Imagine a salesman for Canon, talking to a vendor, "Hi, thanks for ordering those 10,000 7Ds last week, oh by the way, you're going to have to sell them below cost because the 7D mk2 is coming out next week, too bad".

That vendor is not going to be happy. They're going to be more conservative buying the next model, or indeed anything else from Canon. Sure, they'll have to still buy them because the customers want them, but you have to keep your vendors happy, it's called building up a good business relationship.

Imagine then, if Canon annoy someone with real clout, like B+H, too much. B+H may just start putting more and more ads for Nikon on their site, put them up higher when you search by 'most relevant', put Nikon on sale more often, whatever. It happens. You don't make profit in this world without selling to consumers, and if your distributors are much happier selling the competition's product, you won't make much profit.


----------



## DB (Jun 11, 2012)

paul13walnut5 said:


> My 7D had issues with Sandisk UDMA Extreme CF, Canon didn't want to know, there wasn't a problem. Forums verified I was not alone. Not a problem. I actually bought my T2i for video interviews because I could not depend on 7D and my larger cards (was fine with older 4gb nonUDMA 30mb/s extremes)
> 
> Then in fix 1.2.x (3 I think) canon announced they had fixed this problem. They wouldn't acknowledge the problem, they couldn't fix my camera in service, then they launched a new firmware that proved me and many others were actually correct.
> 
> My point is, I hope the new firmware doesn't ****** about with the CF stability my 7D has enjoyed since 1.2.3



Paul, don't worry, that's why there is always eos7d-v201.exe or eos7d-v205.exe ...and so on...


----------



## DB (Jun 11, 2012)

briansquibb said:


> Read this for CF performance
> 
> http://www.robgalbraith.com/bins/camera_wb_multi_page.asp?cid=6007-10294
> 
> ...



Brian, those results do seem to suggest that it is 99.99% CF card performance and precious little to do with the internal memory buffer


----------



## briansquibb (Jun 11, 2012)

DB said:


> briansquibb said:
> 
> 
> > Read this for CF performance
> ...



It was not me that was talking about internal memory buffer

I was saying that the max burst size depended on how quick it was writing from the buffer in relation to how quick it was filling it.


----------



## crasher8 (Jun 11, 2012)

There it is again, someone calling the 7D 'entry level'. Like it was a 300D.


----------



## dr croubie (Jun 11, 2012)

crasher8 said:


> There it is again, someone calling the 7D 'entry level'. Like it was a 300D.
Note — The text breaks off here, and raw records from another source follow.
PR #2226, opened 2023-01-31
jssrc2cpg: fixed JS call linker for this expressions

max-leuthaeuser:
Fixes: https://discord.com/channels/832209896089976854/832209896089976857/1069951841456099338

### DIFF
--- a/joern-cli/frontends/x2cpg/src/main/scala/io/joern/x2cpg/passes/frontend/JavascriptCallLinker.scala
+++ b/joern-cli/frontends/x2cpg/src/main/scala/io/joern/x2cpg/passes/frontend/JavascriptCallLinker.scala
@@ -47,11 +47,11 @@ class JavascriptCallLinker(cpg: Cpg) extends CpgPass(cpg) {
         .argument(1)
         .flatMap {
           case assignee: Identifier if isStaticSingleAssignmentLocal(assignee) && assignee.method.name == ":program" =>
-            Some(assignee.name)
+            Option(assignee.name)
           case assignee: Call
               if assignee.methodFullName == Operators.fieldAccess &&
                 (JS_EXPORT_NAMES.contains(assignee.argument(1).code) || assignee.code.startsWith("_tmp_")) =>
-            Some(assignee.argument(2).asInstanceOf[FieldIdentifier].canonicalName)
+            Option(assignee.argument(2).asInstanceOf[FieldIdentifier].canonicalName)
           case _ => None
         }
         .headOption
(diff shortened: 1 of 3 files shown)


fabsx00 (approved):

joern-cli/frontends/x2cpg/src/main/scala/io/joern/x2cpg/passes/frontend/JavascriptCallLinker.scala
```diff
@@ -137,17 +137,24 @@ class JavascriptCallLinker(cpg: Cpg) extends CpgPass(cpg) {
...
-    } else {
-      None
-    }
+  private def isArgumentFromExport(c: Call): Boolean =
+    JS_EXPORT_NAMES.contains(c.argument(1).code)
+
+  private def isArgumentFromThis(c: Call): Boolean = {
+    c.argument(1).code == "this" ||
+    // We end up here for calls like "this.x.y.foo()" that are lowered like "(_tmp = this.x.y).foo()"
+    c.argument(1).collectAll[Call].code.headOption.exists(_.contains(" this"))
```
maltek, line 146: that's too error-prone for my tastes. give me a few minutes to come up with something more specific

maltek: Thinking about this more, I have some reservations about this. For `this.foo()`, the assumption that it's referring to a `foo` method from the same file is quite safe, but for `this.foo.bar()` that's a larger stretch.

We can try it, but we need to keep this change in mind if we see some weird new FPs in the near future.

maltek: see here for an AST query to find the `this`: https://github.com/joernio/joern/commit/f6d00c3a060864692f7146e1f557226382c678af It's quite a monster though.

At this point I feel that if we go with this change, it'd be better to just skip the `this` check completely. There's no real difference between `this.foo().bar()` and `foo().bar()` - they are equally likely to refer to a `bar` method from the same file if that method exists.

Well, does Canon make a lesser camera that can be considered as a 'sports camera'?
There's the 1D4 and 1DX above it, even the 5D3 may not be aimed at sports but it can certainly be used for it.
You can use lesser cameras like the 60D and 600D for sports, but they're not 'sports cameras'.
Ergo, the 7D is canon's "entry-level sports-camera".


----------



## Marsu42 (Jun 11, 2012)

dr croubie said:


> You can use lesser cameras like the 60D and 600D for sports, but they're not 'sports cameras'. Ergo, the 7D is canon's "entry-level sports-camera".



If you're specifically talking of sports, I guess you're correct because the 60d's servo af and af point spread isn't made for action at all. Luckily for me, there are other kinds of sports like chess


----------



## dr croubie (Jun 11, 2012)

Marsu42 said:


> Luckily for me, there are other kinds of sports like chess



Entry-level Chess camera?


----------



## MCP (Jun 11, 2012)

I think people must have either, not read the cpn technical article on the 7D or forgot about it, it states



> Memory card choices
> The Dual “DIGIC 4” processors ensure a level of future proofing for the camera by allowing the use of Mode 6 UDMA Compact Flash cards. Although Mode 6 UDMA cards are not available, it is expected that they will appear later in 2009. When this happens, it is possible the maximum burst capability of the camera will improve.



I am using the 600x speed cards and have a burst rate in normal use of about 24 images and I am sure Canon are aware of this speed increase. I would have thought the press release relates to the slower cards and would then mean with UDMA 6 cards there would be a further improvement in burst rate.


----------



## Marsu42 (Jun 11, 2012)

dr croubie said:


> Marsu42 said:
> 
> 
> > Luckily for me, there are other kinds of sports like chess
> ...


That's one is great, immediately added it to my all-time favorites archive  And it is an excellent reminder that all Canon gear around here being talked about being only good as a paper weight is actually pretty good to begin with.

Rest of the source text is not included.